*** Input data Section Begins ***
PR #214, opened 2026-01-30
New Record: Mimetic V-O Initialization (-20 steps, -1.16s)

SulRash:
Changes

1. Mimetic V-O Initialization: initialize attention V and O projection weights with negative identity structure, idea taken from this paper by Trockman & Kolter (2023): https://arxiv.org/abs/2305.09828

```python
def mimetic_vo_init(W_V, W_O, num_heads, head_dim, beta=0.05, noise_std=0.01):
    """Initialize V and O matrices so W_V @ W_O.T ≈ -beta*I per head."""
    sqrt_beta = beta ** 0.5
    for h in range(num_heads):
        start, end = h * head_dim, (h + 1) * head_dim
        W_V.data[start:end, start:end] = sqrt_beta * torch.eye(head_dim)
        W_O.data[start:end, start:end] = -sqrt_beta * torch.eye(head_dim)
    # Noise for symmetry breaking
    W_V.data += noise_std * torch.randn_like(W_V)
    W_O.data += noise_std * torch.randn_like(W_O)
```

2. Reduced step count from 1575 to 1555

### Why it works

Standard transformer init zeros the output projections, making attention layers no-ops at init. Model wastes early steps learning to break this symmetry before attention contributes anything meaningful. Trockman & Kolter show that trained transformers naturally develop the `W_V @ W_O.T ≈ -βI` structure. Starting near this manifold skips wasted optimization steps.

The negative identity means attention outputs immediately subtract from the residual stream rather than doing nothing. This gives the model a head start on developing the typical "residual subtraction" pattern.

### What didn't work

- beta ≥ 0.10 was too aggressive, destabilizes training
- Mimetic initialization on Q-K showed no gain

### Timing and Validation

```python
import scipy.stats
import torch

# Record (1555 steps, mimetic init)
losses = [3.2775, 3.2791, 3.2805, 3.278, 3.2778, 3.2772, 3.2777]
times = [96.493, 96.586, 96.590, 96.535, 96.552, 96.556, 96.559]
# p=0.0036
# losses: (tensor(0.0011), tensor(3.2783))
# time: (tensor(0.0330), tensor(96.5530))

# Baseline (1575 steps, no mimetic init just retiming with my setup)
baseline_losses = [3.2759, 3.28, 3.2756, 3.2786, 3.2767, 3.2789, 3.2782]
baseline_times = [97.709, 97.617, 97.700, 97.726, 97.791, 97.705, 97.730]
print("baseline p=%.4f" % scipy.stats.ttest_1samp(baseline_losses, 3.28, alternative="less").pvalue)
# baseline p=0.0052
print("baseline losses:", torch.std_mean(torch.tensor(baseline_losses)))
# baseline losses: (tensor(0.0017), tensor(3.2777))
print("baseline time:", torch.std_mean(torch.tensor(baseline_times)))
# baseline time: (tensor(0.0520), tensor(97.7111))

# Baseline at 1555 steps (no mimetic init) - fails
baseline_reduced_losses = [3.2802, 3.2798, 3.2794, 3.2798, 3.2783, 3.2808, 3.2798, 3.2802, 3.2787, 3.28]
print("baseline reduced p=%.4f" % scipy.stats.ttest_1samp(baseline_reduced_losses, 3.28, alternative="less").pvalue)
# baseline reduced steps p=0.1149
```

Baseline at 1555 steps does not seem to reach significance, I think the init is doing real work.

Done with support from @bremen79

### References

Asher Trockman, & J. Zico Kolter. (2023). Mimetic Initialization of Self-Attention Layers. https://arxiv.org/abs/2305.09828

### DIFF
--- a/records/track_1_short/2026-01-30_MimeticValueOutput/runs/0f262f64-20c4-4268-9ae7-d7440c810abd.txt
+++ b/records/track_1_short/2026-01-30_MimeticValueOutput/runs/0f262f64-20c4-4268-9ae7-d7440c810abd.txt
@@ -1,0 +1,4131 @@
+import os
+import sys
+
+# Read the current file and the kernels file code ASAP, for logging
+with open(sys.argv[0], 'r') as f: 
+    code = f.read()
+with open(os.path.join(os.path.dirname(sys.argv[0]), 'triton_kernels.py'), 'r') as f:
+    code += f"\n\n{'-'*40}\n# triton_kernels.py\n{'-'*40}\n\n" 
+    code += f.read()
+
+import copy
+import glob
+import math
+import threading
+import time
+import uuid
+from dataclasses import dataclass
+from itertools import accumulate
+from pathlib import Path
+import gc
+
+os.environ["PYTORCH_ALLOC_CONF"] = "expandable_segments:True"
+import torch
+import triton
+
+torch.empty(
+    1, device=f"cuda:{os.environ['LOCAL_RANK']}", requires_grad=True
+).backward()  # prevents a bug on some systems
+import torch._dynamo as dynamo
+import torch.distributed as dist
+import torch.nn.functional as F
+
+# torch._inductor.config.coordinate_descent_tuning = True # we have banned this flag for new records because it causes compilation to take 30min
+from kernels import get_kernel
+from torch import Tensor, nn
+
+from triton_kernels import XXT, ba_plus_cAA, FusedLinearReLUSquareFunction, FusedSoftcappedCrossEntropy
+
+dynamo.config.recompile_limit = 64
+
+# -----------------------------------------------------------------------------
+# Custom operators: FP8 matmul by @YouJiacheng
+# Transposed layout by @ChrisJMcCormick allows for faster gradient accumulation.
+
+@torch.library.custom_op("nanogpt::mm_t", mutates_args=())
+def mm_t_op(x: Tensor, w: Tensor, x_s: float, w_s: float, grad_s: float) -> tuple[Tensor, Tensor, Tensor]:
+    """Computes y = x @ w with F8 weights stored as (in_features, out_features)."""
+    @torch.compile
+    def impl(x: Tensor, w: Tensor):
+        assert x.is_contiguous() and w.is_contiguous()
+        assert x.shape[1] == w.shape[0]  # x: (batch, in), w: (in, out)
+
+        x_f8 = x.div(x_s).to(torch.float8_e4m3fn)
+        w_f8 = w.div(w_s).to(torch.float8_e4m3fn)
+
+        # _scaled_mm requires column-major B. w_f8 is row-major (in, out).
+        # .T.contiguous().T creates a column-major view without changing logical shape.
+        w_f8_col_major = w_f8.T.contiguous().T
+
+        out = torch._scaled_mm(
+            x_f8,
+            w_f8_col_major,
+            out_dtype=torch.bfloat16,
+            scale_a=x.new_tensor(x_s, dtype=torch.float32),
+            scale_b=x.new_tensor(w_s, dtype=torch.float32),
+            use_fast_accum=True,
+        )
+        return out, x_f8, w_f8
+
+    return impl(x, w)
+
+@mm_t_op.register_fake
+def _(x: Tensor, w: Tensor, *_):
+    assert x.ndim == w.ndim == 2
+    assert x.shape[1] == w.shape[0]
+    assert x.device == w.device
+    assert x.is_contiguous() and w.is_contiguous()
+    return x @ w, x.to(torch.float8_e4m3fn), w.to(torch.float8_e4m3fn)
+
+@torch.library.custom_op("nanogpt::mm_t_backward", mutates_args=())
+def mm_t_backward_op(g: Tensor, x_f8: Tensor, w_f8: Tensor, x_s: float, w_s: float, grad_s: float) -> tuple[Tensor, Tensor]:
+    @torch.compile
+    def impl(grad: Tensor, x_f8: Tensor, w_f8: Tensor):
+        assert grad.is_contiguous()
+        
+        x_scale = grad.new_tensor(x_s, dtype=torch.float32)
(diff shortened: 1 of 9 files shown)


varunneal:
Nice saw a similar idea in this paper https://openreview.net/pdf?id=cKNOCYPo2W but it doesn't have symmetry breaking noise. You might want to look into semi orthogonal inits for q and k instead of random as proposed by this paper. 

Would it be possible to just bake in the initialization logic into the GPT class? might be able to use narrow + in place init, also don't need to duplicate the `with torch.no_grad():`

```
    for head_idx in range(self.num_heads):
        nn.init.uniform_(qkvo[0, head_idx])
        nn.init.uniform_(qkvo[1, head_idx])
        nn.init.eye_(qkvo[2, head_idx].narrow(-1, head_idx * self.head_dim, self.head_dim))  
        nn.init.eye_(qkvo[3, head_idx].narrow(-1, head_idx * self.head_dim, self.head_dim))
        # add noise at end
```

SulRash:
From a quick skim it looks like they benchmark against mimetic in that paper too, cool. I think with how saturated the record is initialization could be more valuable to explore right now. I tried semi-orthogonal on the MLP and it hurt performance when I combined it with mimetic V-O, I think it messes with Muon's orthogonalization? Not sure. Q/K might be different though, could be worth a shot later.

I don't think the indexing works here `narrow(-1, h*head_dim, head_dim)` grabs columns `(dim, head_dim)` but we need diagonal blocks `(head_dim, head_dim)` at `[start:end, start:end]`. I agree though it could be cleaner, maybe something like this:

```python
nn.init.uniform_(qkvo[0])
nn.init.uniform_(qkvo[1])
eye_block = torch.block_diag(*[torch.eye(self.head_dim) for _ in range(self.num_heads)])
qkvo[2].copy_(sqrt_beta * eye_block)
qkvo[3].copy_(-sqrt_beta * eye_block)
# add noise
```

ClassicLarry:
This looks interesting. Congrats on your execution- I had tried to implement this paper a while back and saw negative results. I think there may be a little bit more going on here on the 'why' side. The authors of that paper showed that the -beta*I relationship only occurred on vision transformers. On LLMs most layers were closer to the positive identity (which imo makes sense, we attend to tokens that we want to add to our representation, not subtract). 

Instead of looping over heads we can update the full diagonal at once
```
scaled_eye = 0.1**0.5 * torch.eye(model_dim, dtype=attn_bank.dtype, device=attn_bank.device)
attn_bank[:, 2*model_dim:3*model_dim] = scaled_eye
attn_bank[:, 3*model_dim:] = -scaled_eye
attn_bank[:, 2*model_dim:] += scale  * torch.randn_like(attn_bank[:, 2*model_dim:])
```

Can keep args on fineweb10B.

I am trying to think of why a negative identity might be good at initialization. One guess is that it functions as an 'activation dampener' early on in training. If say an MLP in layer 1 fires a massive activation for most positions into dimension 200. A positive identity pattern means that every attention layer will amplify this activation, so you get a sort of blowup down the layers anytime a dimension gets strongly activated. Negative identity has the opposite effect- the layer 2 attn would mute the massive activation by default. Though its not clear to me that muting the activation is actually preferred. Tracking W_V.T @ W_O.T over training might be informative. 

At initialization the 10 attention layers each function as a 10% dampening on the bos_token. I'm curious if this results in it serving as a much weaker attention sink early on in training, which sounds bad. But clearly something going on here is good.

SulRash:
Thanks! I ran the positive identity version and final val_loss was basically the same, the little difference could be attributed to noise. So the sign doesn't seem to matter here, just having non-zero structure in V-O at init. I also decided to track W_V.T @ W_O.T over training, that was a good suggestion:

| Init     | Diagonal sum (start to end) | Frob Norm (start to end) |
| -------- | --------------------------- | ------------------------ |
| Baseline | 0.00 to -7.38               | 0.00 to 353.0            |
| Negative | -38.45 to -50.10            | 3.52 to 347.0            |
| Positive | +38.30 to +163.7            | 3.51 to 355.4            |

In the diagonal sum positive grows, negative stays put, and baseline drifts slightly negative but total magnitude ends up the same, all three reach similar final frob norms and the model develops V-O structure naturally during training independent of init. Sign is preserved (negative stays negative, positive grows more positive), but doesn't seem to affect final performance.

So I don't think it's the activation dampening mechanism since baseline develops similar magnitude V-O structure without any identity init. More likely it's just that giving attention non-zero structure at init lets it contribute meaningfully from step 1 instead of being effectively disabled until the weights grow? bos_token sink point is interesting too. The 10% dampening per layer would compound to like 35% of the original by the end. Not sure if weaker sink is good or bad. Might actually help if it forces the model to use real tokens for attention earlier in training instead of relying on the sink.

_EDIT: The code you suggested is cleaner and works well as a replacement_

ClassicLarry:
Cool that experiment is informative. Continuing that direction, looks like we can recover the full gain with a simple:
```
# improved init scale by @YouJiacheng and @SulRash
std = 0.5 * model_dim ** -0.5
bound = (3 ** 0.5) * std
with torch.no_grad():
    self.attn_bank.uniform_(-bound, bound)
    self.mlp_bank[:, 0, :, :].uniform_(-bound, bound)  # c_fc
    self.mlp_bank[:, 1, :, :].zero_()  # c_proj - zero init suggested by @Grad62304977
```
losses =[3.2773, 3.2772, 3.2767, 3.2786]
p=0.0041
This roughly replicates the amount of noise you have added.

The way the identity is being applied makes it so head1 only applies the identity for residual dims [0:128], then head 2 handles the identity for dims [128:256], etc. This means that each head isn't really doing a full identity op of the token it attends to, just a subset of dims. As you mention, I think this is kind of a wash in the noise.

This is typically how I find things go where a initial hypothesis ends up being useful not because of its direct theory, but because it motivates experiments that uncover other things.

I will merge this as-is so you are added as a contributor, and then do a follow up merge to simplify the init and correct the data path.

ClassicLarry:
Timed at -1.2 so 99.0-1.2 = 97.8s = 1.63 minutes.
*** Input data Section Ends ***
*** Input data Section Begins ***
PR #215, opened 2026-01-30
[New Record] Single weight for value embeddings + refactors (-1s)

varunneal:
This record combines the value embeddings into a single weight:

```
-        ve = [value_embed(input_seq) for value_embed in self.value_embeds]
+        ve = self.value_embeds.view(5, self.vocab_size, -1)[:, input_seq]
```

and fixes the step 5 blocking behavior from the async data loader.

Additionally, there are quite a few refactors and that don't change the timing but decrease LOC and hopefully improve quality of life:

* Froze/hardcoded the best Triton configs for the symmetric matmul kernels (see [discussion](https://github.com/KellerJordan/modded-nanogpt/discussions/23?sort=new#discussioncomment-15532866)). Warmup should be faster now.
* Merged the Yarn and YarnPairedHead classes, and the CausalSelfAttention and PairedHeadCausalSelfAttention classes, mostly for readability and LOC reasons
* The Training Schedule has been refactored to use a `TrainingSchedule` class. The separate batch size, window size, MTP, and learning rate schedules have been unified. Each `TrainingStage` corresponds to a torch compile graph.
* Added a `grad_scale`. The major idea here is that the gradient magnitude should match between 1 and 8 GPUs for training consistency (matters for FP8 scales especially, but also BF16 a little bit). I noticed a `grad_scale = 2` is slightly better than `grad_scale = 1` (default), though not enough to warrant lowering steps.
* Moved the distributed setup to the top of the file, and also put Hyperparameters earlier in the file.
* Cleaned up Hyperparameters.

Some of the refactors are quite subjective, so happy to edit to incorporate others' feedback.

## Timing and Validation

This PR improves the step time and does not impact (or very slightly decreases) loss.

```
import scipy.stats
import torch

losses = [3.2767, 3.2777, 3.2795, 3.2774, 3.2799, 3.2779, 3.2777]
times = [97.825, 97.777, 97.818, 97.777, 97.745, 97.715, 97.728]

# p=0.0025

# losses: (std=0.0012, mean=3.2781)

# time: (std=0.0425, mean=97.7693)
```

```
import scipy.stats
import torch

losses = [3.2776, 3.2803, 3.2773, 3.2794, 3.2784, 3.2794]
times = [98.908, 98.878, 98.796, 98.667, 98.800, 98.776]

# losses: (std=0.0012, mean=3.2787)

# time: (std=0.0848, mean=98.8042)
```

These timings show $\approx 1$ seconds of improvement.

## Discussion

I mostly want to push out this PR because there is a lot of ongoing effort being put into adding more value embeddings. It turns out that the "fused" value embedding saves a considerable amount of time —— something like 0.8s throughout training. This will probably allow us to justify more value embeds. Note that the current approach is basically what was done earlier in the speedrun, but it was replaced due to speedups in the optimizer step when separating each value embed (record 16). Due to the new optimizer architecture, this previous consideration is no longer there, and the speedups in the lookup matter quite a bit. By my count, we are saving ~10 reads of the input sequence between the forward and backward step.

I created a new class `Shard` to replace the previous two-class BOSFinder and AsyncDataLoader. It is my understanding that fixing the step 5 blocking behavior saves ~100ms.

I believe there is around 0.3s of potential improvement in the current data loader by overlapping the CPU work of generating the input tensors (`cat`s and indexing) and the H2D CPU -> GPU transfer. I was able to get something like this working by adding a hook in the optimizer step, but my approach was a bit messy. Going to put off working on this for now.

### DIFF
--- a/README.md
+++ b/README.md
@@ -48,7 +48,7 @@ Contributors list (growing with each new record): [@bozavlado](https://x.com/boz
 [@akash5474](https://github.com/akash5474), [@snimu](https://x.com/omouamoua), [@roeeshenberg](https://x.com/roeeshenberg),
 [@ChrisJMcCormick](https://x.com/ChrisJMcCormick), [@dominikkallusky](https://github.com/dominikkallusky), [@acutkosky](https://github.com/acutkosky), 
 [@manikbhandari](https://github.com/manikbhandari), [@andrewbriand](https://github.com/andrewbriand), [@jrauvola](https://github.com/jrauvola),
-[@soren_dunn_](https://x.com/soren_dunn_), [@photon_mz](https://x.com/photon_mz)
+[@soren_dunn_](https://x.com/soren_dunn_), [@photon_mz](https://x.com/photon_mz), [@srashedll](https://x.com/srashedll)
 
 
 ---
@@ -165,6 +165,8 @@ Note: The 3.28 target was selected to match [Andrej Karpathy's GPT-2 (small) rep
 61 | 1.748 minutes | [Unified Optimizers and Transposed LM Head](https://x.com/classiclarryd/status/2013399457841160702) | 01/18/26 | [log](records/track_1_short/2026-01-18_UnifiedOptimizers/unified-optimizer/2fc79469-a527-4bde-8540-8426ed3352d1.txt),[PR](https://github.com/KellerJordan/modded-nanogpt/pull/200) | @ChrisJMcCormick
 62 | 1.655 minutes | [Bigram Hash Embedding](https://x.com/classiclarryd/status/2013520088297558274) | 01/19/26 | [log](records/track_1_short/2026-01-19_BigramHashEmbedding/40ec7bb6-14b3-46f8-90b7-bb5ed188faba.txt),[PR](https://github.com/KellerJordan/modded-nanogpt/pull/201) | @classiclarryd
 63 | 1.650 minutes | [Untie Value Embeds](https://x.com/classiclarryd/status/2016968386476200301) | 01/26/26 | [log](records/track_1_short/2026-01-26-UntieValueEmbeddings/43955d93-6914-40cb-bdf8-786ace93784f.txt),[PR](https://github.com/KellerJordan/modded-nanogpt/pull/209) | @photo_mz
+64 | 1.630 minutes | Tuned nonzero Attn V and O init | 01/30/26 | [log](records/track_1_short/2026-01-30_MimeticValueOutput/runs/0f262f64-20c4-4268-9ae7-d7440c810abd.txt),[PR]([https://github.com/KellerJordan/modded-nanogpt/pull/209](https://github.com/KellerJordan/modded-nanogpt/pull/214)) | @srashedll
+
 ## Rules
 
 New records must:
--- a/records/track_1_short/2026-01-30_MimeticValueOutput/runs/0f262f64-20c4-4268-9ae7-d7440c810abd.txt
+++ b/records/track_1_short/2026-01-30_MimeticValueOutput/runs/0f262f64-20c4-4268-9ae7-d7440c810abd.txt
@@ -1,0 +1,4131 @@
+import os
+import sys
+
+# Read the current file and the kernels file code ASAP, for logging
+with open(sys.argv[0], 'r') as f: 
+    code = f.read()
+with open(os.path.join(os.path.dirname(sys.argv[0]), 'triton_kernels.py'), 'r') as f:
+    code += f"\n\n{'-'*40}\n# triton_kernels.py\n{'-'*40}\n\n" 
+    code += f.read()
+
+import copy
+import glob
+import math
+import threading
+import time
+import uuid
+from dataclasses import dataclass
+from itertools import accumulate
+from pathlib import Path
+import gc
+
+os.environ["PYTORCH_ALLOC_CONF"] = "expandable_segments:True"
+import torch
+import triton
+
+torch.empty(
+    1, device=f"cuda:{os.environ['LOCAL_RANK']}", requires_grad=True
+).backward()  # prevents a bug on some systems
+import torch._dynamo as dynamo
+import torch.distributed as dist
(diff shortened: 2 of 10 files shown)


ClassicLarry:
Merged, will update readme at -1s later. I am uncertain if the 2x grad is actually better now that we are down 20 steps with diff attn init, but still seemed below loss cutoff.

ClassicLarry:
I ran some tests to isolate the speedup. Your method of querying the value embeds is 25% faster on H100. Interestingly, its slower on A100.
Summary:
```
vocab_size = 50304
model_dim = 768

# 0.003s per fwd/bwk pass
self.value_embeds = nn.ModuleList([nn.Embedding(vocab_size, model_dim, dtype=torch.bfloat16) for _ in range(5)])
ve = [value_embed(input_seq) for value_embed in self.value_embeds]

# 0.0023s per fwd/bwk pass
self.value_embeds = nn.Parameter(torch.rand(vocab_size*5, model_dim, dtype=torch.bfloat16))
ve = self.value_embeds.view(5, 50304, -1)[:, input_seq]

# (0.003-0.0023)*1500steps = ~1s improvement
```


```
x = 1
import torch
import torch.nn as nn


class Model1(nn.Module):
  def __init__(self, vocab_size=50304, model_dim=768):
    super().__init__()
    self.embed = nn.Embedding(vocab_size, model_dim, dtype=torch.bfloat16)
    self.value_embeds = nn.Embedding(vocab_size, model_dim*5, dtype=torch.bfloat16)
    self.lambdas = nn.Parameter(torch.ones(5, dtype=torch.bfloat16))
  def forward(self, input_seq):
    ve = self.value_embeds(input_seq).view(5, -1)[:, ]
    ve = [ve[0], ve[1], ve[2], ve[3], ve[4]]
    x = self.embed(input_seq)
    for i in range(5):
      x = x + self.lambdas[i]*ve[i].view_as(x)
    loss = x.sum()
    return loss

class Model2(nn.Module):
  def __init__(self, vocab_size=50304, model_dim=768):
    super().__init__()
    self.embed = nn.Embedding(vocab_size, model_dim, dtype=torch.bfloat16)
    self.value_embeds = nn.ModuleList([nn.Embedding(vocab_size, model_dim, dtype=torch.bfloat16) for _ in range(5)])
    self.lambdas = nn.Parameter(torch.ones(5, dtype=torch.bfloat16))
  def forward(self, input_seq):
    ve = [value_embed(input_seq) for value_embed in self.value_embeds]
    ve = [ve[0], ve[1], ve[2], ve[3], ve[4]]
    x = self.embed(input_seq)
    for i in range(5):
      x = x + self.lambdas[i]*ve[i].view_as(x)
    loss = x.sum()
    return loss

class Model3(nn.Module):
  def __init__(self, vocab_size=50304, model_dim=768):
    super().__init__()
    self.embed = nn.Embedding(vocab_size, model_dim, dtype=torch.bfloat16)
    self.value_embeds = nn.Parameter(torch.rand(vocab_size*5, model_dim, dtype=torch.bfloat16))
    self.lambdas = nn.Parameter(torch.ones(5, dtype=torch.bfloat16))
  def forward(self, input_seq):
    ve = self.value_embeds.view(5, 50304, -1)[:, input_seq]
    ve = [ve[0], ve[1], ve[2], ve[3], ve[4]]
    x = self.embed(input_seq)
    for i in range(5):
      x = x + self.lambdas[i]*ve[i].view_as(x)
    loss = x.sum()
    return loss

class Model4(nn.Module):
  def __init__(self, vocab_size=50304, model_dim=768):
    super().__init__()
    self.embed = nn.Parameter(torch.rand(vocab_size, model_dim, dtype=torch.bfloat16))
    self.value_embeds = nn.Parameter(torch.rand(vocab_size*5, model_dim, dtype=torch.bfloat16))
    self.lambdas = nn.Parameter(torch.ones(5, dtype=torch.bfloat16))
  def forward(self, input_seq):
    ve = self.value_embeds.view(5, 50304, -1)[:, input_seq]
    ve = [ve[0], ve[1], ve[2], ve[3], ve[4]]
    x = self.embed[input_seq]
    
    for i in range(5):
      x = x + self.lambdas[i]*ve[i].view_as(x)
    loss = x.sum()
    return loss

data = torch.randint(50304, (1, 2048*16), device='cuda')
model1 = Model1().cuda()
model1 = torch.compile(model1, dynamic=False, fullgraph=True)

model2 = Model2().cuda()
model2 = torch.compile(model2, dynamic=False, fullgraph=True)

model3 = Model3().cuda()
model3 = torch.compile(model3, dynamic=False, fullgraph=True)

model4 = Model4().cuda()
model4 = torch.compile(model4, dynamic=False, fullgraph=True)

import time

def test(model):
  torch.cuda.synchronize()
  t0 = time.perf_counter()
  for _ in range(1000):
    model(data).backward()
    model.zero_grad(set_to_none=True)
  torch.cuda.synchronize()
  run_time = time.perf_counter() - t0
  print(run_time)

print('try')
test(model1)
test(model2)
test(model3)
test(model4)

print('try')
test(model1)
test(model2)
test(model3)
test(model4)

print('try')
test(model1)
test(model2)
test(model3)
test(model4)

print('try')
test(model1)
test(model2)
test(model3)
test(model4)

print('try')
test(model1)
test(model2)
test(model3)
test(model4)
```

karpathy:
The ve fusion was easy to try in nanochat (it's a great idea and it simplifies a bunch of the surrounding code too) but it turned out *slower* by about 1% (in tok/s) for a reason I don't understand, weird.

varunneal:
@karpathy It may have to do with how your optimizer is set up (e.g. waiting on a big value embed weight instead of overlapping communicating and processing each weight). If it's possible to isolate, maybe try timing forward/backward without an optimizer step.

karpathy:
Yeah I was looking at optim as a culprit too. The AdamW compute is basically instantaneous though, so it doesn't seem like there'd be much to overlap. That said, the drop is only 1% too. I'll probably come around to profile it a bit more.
*** Input data Section Ends ***
=== Work to complete ===
The expected result is every line above containing the string "tuple".

=== Response box ===
+def mm_t_op(x: Tensor, w: Tensor, x_s: float, w_s: float, grad_s: float) -> tuple[Tensor, Tensor, Tensor]:
+def mm_t_backward_op(g: Tensor, x_f8: Tensor, w_f8: Tensor, x_s: float, w_s: float, grad_s: float) -> tuple[Tensor, Tensor]:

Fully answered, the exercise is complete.